WHAT IS REQUIRED.
Take the data below. Output it exactly from its first line through the line containing "At a high level".

Stored items.
|---|

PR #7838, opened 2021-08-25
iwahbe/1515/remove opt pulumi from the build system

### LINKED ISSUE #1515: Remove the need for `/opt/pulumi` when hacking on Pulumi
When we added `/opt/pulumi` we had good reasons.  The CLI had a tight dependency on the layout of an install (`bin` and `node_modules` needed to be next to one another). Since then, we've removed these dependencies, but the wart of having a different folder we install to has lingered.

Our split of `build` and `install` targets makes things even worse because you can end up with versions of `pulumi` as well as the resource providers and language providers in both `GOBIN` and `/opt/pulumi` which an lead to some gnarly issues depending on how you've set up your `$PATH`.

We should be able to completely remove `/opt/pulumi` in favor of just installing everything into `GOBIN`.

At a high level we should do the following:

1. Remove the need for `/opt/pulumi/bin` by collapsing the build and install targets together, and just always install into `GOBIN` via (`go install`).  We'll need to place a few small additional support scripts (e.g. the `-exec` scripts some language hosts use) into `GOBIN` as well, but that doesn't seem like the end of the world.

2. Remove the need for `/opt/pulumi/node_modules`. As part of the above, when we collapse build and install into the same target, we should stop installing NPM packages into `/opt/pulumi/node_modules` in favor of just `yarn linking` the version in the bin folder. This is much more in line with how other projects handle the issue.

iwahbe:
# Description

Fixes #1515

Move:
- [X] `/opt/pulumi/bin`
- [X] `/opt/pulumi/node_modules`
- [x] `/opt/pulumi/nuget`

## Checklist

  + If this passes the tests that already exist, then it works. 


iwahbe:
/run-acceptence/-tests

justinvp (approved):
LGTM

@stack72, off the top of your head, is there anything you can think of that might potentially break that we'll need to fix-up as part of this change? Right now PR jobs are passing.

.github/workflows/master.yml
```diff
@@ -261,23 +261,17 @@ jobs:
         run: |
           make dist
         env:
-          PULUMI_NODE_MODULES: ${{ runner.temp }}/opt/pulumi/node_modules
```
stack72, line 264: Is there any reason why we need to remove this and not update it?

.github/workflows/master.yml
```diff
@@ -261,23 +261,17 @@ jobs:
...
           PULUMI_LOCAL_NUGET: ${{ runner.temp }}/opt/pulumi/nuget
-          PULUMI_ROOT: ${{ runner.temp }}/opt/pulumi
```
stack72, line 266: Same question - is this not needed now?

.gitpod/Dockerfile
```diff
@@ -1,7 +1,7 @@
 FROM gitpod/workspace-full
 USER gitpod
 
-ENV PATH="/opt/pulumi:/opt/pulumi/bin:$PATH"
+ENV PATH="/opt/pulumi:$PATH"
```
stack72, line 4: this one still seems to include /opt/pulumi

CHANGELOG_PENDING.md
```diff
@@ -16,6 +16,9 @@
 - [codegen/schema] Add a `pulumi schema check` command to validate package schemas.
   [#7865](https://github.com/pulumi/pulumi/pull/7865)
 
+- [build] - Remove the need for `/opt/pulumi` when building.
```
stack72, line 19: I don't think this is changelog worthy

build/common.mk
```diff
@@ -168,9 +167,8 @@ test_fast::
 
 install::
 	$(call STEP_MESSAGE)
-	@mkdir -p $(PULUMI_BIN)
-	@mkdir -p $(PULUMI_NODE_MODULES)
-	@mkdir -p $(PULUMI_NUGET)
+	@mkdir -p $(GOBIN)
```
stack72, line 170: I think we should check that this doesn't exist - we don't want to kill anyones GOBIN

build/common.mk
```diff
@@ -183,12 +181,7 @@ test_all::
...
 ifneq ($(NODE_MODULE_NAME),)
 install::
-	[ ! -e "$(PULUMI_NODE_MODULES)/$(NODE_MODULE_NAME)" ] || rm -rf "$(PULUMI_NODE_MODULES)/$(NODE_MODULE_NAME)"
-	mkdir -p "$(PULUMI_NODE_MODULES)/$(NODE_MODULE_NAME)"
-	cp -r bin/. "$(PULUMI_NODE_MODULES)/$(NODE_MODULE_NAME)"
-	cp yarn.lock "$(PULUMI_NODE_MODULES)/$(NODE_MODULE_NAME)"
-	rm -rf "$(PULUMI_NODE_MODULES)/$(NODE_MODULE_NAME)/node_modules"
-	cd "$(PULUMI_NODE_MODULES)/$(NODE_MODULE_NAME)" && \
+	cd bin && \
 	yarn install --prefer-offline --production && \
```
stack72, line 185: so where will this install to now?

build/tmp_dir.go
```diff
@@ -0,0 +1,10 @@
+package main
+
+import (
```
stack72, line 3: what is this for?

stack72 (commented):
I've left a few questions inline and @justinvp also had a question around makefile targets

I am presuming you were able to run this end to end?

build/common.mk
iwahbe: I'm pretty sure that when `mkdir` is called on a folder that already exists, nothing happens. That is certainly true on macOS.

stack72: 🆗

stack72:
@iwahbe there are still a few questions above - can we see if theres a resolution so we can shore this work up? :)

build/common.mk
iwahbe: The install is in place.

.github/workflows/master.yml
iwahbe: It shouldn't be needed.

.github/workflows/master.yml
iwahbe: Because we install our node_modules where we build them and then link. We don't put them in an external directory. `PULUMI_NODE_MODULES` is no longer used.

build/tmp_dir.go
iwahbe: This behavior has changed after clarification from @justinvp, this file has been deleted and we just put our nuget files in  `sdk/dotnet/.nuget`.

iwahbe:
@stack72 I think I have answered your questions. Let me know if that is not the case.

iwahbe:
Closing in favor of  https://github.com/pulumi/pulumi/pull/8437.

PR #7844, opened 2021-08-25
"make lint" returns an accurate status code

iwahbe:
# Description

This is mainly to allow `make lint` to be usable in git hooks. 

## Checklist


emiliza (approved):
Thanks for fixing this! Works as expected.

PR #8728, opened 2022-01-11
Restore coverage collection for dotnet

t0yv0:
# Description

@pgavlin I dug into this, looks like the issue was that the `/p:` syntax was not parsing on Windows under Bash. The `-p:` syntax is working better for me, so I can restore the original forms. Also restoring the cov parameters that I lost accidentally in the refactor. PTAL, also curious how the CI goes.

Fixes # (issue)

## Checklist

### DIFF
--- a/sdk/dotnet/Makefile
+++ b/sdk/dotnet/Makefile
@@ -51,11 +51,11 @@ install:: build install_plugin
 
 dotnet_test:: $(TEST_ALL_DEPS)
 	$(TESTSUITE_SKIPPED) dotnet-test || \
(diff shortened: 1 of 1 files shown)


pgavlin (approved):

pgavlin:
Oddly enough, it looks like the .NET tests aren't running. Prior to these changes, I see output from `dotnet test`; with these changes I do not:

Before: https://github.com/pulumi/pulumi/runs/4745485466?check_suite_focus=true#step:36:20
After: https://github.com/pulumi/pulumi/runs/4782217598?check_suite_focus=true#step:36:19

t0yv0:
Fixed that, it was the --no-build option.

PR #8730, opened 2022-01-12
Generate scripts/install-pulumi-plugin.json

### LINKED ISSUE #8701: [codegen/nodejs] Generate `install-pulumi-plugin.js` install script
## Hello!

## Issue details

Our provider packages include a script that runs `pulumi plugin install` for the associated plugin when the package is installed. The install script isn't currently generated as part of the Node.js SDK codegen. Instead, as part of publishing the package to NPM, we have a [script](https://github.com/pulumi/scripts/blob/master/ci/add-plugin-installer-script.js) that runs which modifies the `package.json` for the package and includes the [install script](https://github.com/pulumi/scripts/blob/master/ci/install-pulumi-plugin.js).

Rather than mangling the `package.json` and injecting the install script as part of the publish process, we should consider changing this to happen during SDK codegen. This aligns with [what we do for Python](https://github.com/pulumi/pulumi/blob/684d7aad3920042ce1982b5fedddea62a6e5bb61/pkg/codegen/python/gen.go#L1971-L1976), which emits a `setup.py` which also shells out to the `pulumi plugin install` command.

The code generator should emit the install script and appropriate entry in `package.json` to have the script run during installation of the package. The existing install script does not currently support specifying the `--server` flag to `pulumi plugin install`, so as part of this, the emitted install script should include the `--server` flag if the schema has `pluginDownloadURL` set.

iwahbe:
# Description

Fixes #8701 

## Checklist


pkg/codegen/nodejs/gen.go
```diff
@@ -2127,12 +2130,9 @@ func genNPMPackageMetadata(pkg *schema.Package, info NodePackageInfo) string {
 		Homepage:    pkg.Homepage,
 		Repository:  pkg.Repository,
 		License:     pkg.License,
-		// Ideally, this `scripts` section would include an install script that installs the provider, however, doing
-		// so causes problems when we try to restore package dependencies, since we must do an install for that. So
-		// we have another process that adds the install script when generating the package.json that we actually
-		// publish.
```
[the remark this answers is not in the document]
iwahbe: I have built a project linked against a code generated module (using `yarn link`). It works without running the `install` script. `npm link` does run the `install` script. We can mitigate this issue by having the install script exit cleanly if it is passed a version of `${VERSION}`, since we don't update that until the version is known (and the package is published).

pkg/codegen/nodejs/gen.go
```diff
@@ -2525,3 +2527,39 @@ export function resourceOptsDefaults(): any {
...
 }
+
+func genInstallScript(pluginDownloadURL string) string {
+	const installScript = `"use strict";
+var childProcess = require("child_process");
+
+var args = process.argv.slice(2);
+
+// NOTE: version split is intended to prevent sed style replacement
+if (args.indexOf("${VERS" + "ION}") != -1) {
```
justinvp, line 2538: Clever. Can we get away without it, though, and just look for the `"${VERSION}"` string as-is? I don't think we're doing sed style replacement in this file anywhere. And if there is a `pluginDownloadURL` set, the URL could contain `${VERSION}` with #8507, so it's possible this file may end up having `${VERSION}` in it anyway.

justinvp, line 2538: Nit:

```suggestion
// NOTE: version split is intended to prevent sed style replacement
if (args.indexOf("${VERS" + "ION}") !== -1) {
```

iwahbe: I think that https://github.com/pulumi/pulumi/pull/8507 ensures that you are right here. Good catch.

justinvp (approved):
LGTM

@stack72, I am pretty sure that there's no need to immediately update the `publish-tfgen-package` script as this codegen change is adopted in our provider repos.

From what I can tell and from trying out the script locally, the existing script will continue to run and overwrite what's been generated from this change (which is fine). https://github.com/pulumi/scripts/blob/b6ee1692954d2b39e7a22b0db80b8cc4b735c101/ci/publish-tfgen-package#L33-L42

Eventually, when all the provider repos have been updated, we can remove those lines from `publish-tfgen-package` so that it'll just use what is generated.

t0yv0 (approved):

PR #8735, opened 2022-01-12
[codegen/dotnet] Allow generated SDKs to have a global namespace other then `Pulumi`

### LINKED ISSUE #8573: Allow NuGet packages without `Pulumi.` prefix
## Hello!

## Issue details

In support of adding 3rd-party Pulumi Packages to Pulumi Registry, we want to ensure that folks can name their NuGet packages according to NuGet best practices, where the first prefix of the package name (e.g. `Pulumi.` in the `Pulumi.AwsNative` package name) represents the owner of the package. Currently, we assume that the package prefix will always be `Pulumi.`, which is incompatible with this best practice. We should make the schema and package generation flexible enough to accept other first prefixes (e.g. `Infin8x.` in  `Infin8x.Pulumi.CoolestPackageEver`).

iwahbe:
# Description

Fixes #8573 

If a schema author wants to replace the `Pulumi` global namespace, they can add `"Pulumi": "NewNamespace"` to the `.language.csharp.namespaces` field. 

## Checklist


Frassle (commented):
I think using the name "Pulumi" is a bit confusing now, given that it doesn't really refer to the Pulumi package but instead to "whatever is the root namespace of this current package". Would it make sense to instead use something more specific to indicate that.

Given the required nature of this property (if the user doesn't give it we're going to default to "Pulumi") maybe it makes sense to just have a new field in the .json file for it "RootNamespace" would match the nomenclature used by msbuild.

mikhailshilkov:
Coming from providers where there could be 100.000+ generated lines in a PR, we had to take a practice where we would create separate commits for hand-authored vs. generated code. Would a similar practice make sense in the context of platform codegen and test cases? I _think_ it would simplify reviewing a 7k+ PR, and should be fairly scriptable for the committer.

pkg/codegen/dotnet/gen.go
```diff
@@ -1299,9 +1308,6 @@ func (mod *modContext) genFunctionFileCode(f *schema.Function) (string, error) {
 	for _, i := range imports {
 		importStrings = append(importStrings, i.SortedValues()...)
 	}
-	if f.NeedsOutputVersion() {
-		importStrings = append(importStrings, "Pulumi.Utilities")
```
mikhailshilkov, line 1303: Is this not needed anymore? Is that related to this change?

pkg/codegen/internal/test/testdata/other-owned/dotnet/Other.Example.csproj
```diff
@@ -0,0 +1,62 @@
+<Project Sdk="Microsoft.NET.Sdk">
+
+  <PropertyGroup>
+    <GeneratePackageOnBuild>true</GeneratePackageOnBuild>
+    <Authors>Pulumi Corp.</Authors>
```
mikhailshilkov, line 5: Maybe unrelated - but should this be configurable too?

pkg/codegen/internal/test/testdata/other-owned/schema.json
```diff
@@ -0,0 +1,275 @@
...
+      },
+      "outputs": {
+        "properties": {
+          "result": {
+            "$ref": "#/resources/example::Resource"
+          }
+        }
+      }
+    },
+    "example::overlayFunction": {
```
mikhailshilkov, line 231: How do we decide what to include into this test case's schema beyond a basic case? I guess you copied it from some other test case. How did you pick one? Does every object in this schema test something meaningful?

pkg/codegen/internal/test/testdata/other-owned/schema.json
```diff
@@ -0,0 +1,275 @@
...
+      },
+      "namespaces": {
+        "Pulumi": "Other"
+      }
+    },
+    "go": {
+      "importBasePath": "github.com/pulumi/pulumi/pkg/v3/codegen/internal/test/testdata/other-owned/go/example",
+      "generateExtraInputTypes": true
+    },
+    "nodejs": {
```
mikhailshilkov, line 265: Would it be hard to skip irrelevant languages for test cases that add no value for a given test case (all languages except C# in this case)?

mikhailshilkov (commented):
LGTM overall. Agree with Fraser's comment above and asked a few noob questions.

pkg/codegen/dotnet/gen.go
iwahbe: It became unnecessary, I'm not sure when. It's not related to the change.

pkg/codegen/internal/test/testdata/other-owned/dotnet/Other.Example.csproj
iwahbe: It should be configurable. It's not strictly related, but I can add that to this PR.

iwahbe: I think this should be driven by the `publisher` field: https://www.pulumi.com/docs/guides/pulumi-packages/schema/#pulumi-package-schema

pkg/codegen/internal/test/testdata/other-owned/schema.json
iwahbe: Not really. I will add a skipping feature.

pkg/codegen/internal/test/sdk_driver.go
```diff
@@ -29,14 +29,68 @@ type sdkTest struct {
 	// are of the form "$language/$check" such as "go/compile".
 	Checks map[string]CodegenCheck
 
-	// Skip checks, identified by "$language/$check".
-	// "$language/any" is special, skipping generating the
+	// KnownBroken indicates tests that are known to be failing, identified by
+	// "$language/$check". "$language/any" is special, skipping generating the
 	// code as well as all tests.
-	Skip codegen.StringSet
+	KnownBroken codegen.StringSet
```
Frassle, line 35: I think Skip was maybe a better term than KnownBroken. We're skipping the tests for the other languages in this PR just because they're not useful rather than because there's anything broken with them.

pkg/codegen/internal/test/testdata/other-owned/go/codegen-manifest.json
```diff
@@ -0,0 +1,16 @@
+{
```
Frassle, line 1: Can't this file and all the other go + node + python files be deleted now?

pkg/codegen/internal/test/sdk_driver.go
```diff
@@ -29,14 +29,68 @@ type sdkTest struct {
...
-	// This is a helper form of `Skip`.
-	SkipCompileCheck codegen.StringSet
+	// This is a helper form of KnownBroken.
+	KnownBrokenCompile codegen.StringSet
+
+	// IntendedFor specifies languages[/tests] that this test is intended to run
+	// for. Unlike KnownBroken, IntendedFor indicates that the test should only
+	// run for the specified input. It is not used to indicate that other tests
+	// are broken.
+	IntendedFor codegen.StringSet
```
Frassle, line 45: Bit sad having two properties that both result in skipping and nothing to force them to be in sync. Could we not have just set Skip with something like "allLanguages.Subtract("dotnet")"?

|---|

ANSWER SPACE.
PR #7838, opened 2021-08-25
iwahbe/1515/remove opt pulumi from the build system

### LINKED ISSUE #1515: Remove the need for `/opt/pulumi` when hacking on Pulumi
When we added `/opt/pulumi` we had good reasons.  The CLI had a tight dependency on the layout of an install (`bin` and `node_modules` needed to be next to one another). Since then, we've removed these dependencies, but the wart of having a different folder we install to has lingered.

Our split of `build` and `install` targets makes things even worse because you can end up with versions of `pulumi` as well as the resource providers and language providers in both `GOBIN` and `/opt/pulumi` which an lead to some gnarly issues depending on how you've set up your `$PATH`.

We should be able to completely remove `/opt/pulumi` in favor of just installing everything into `GOBIN`.

At a high level we should do the following:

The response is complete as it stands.